[Stored data]
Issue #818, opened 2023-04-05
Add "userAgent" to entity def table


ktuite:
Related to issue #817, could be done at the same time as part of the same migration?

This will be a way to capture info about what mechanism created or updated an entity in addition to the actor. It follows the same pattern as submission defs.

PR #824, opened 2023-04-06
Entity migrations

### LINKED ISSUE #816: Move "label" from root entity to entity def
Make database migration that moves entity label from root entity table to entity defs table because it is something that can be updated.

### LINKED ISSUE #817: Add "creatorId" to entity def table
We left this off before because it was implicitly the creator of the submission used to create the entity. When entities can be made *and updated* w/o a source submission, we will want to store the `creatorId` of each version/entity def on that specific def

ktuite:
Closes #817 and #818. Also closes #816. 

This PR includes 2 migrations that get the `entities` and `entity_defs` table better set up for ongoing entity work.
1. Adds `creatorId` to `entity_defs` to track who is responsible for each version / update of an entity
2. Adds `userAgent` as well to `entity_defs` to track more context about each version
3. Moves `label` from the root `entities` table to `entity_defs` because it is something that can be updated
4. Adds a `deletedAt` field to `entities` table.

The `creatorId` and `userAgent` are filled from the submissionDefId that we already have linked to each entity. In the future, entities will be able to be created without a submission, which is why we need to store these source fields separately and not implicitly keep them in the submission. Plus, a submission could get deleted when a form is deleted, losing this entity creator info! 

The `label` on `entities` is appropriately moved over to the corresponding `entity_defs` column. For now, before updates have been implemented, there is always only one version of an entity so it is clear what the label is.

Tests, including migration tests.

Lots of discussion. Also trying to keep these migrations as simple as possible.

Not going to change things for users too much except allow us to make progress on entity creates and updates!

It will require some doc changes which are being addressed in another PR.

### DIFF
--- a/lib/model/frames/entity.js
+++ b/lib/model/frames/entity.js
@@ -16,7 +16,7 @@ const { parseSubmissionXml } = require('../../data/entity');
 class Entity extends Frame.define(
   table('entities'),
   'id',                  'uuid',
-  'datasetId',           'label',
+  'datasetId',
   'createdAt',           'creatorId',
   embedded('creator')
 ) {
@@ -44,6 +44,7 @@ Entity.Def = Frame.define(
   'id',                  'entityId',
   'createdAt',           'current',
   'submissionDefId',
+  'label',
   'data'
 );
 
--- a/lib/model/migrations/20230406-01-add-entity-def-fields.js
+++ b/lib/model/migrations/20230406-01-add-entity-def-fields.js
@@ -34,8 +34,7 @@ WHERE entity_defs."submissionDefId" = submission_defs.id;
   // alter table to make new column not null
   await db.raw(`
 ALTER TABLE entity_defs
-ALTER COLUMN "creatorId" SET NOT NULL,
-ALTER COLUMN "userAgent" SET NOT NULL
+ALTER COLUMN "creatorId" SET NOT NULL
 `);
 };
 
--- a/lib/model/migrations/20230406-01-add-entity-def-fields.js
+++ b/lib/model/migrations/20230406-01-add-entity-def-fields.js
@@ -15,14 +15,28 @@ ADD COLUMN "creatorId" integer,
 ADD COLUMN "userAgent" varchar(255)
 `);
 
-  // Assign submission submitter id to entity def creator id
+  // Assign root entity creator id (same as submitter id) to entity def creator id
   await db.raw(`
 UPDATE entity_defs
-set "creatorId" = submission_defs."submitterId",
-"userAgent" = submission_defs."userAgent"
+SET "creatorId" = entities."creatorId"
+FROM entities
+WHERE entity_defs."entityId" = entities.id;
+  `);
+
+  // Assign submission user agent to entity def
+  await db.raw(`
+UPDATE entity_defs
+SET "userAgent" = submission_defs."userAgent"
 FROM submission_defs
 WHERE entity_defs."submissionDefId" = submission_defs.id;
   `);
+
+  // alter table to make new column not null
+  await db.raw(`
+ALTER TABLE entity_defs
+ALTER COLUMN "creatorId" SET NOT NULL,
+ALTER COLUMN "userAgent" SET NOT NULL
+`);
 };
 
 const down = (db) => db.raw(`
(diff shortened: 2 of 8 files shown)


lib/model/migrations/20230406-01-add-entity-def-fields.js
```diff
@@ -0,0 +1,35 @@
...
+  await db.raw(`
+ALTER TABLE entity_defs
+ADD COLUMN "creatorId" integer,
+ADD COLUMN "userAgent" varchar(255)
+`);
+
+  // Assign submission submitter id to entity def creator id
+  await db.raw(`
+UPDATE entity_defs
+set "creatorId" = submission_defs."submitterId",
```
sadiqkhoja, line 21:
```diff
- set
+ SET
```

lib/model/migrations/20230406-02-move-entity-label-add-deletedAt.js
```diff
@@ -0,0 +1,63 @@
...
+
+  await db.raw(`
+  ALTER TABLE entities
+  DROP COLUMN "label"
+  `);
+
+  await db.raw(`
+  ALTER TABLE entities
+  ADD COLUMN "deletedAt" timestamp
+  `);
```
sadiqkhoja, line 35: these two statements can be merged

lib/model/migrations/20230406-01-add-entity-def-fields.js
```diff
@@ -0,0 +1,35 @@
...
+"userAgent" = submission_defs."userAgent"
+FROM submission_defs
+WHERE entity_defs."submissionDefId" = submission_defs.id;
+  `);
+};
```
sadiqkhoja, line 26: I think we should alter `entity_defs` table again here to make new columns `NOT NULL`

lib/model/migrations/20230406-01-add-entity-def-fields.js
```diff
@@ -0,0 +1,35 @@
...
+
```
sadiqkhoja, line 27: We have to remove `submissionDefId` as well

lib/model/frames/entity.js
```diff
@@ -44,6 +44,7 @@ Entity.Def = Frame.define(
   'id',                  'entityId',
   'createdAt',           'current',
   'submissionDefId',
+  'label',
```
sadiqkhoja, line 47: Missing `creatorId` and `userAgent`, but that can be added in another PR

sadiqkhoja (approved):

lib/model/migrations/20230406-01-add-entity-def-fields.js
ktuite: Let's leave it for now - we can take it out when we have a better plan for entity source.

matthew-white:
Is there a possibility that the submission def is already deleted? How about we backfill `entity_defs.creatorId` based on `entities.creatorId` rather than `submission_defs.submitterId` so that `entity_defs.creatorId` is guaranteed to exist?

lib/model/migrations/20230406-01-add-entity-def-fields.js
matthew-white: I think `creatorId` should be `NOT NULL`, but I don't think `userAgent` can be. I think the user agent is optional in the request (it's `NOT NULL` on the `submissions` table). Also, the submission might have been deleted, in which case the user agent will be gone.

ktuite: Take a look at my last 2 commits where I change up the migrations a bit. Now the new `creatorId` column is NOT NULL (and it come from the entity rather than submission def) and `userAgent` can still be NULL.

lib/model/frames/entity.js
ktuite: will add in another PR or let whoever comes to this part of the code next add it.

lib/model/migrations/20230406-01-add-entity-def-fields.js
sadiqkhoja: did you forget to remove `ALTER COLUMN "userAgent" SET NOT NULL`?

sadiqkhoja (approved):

---

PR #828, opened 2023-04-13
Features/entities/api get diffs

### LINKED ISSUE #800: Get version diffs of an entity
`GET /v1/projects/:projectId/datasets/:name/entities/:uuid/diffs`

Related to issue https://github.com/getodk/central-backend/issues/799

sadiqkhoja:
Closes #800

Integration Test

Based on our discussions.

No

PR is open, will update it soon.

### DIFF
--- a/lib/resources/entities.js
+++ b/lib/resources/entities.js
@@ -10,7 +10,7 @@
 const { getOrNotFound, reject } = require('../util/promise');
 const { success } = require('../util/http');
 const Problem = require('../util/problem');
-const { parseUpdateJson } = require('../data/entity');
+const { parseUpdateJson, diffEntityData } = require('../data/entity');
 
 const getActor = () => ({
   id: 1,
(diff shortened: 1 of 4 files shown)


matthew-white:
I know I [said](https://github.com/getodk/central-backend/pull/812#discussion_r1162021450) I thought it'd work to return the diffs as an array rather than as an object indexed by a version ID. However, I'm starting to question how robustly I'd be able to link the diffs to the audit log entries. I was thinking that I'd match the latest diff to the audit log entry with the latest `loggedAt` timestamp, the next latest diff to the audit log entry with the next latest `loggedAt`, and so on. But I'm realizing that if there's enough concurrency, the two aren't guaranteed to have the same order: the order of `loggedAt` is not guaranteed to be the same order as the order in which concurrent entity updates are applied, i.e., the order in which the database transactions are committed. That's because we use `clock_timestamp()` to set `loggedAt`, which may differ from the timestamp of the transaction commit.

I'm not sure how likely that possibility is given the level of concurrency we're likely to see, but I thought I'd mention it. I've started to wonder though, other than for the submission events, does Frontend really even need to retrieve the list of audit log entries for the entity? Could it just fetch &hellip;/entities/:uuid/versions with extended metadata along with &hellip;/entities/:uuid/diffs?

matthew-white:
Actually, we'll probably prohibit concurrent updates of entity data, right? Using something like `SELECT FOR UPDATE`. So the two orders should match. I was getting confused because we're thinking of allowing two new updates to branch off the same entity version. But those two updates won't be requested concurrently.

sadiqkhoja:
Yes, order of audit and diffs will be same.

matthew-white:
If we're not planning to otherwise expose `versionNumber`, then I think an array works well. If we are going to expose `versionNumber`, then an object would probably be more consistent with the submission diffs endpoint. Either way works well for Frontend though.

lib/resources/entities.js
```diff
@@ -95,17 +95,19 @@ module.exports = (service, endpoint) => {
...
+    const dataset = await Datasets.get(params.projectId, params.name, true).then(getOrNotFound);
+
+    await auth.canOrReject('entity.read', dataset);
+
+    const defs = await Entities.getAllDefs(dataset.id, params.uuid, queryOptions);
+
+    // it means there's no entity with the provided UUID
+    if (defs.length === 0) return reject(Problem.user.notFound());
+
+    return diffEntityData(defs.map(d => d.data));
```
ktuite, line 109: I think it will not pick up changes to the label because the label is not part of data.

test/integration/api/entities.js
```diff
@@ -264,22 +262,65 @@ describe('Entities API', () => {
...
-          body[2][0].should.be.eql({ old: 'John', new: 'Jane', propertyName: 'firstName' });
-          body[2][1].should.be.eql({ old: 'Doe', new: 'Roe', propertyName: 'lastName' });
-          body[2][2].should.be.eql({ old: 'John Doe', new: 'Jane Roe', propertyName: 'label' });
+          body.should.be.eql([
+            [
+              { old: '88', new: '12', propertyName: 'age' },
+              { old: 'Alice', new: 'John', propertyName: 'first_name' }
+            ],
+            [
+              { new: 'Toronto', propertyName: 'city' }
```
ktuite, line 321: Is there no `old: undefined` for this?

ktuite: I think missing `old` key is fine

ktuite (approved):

Task to complete: Whichever lines of the records above hold the word "Problem" should all be copied out.

Response for this exercise:
 const Problem = require('../util/problem');
+    if (defs.length === 0) return reject(Problem.user.notFound());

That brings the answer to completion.